J'avais entendu parler de Bernard Mathon dans les années 70. Il publiait alors des nouvelles dans le magazine Fiction ainsi que dans certaines anthologies (voir Bibliographie, page suivante). Des textes choc, satiriques, souvent dickiens. Et puis plus rien... Avait-il cessé d'écrire ? C'est seulement l'an dernier que son nom est réapparu : un polar SF au titre énigmatique (OTMPH) était prévu au Fleuve Noir sous sa signature. Il faut dire que j'en ai attendu la parution avec impatience. Rien ! Ce roman n'est pas paru, changement de directeur de collection oblige. Mais vous savez quoi ? J'ai tout de même fini par le lire, ce p... de bon roman qui contient des phrases entières en... créole ! C'est Bernard Mathon lui-même qui m'a contacté (quand un dickien rencontre un autre dickien sur Internet...). Figurez-vous qu'il a vécu en Guadeloupe entre 76 et 80 et qu'il est marié avec une fille d'ici. Il parle créole couramment, et « ne pense pas qu'il existe un autre roman de SF spéculative qui mêle, dans son déroulement, autant les Antilles et plus particulièrement les Guadeloupéens que OTMPH. »

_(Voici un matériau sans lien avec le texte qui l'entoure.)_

Issue #279, opened 2016-11-30
General slowness


ejholmes:
I've noticed recently (I think it started with the 0.8+ releases) that stacker seems to run a lot slower. For a project containing ~60 stacks, a no-op run through took 6 minutes. Given that most of the stacks don't depend on each other (which means most updates should be running in parallel), 6 minutes seems incredibly high.

We should dig into why this is.

ejholmes:
On a side note, I've noticed that the plan status doesn't seem to be updated periodically anymore. Maybe related?

ejholmes:
Ok, I did a little digging and it looks like the logic in [stack.py](https://github.com/remind101/stacker/blob/0cf1df67b4ae5aeda5845442c84905909101c238/stacker/plan.py#L189-L230) for doing parallelization doesn't really work the way you'd expect it to. Essentially, it only spins up a separate process that watches for a stack to complete, but doesn't actually do the execution in a separate process, so a single stack update will block any other stack update from executing.

This also explains why the plan status is never updated, because `_single_run` is only called once, and the plan status is only output once for each `_single_run`.

Maybe another reason to do an internal refactor to use a DAG, which would make it a lot easier to walk the graph in parallel.

PR #281, opened 2016-12-01
Execute plan in parallel

ejholmes:
https://asciinema.org/a/37li2129w03khzxdqt4pacq77

This allows for parallel executions of plans, by walking each node in a thread.

Each thread blocks and waits for it's dependencies to complete, using a condition variable. When it executes it's walk function, it notifies other threads waiting on it so that they can continue.

Fixes https://github.com/remind101/stacker/issues/279. I tested this under the same conditions and it took ~2 minutes. Even that still seems to long to me, so there's probably some more areas that can be improved.

**TODO**

* [x] Exception handling in threads
* [x] Disable parallel walk in interactive mode.
* [x] Synchronization around calling `check_point`.
* [x] Cancel execution when a stack errors
* [x] Handle SIGINT

### DIFF
--- a/stacker/plan.py
+++ b/stacker/plan.py
@@ -114,8 +114,8 @@ class Plan(object):
         self._reverse = reverse
         self._sleep_func = sleep_func
         self.id = uuid.uuid4()
-        # Manages synchronization around calling `check_point`.
-        self._check_point_lock = threading.Lock()
+        # Manages synchronization around calling `fn` within `execute`.
+        self._lock = threading.Lock()
 
     def build(self, stacks):
         """ Builds an internal dag from the stacks and their dependencies.
@@ -156,6 +156,7 @@ class Plan(object):
         """
         check_point = self._check_point
         sleep_func = self._sleep_func
+        lock = self._lock
 
         check_point()
 
@@ -163,11 +164,14 @@ class Plan(object):
         # for managing the lifecycle of the step until completion.
         def step_func(step):
             while not step.done:
+                lock.acquire()
                 current_status = step.status
                 status = fn(step.stack, status=step.status)
                 step.set_status(status)
                 if status != current_status:
                     check_point()
+                lock.release()
+
                 if sleep_func and not step.done:
                     sleep_func()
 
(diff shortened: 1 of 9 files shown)


ejholmes:
One thing that's annoying about this is it produces a lot of flicker when `check_point` is called. Dunno what's up with that.

ejholmes:
Added a commit that allows providers to describe whether they support parallel execution of the plan or not. For the AWS interactive provider, parallel execution is disabled.

Also check_point is only called when the status of a step changes. Hopefully that will produce less flicker.

ejholmes:
Added a commit to handle cancelation if a stack update fails with an exception:

In the following, the dependency graph is:

```
c1 -> b1
c1 -> a
b1 -> a
b2 -> a
```

The execution order would be `a -> (b1 -> (c1), b2)` and b1 and b2 are set to a broken template. `a` executes, then `b1` and `b2` start executing, both of which error. `c1` is cancelled.

https://asciinema.org/a/cuus5bf9roxpwb1bbtzyju21n

ejholmes:
Added a commit to handle SIGTERM and SIGINT gracefully, so that threads are notified to cancel.

stacker/plan.py
```diff
@@ -224,9 +230,15 @@ def walk_func(fqn):
...
 
-        return dag.walk(walk_func)
+        walk = dag.walk
+        if parallel:
+            walk = dag.walk_parallel
+
+        return walk(walk_func, cancel=cancel)
 
     def _check_point(self):
+        lock = self._check_point_lock
```
ejholmes: I think this probably needs to be extended to lock calls to `fn` in `execute`. I ran into a case where I was using an aws profile with MFA, and got hit with 20+ prompts at once. Individual `fn` calls should be pretty quick, so holding the lock shouldn't be too bad.

phobologic:
👍 looks good - my guess is that we might be able to make this faster w/ the SNS+SQS stuff, but probably best to have that as another change.

ejholmes:
I'll go ahead and merge this into the dag branch, and we can play with it internally to work out any bugs.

Depuis mars 96, il est installé en Guyane définitivement et travaille comme monteur video à RFO Guyane. Rigolo, non ?

J-P Planque

 Plus tard...
Rendez-vous était pris pour les fêtes de Noël 2000. J'allais ( enfin ! ) rencontrer Bernard en Guyane, voir sa maison, son bureau, son piano et sa nouvelle compagne. Le temps passe... Mon ordinateur tombe en panne, le sien aussi. Voici les premiers jours de décembre. Le 14, j'apprends la mort de Bernard Mathon. De retour de la base de Kourou où il réalisait un reportage, il s'est tué en voiture le 22 novembre 2000. Là, c'était nettement moins rigolo.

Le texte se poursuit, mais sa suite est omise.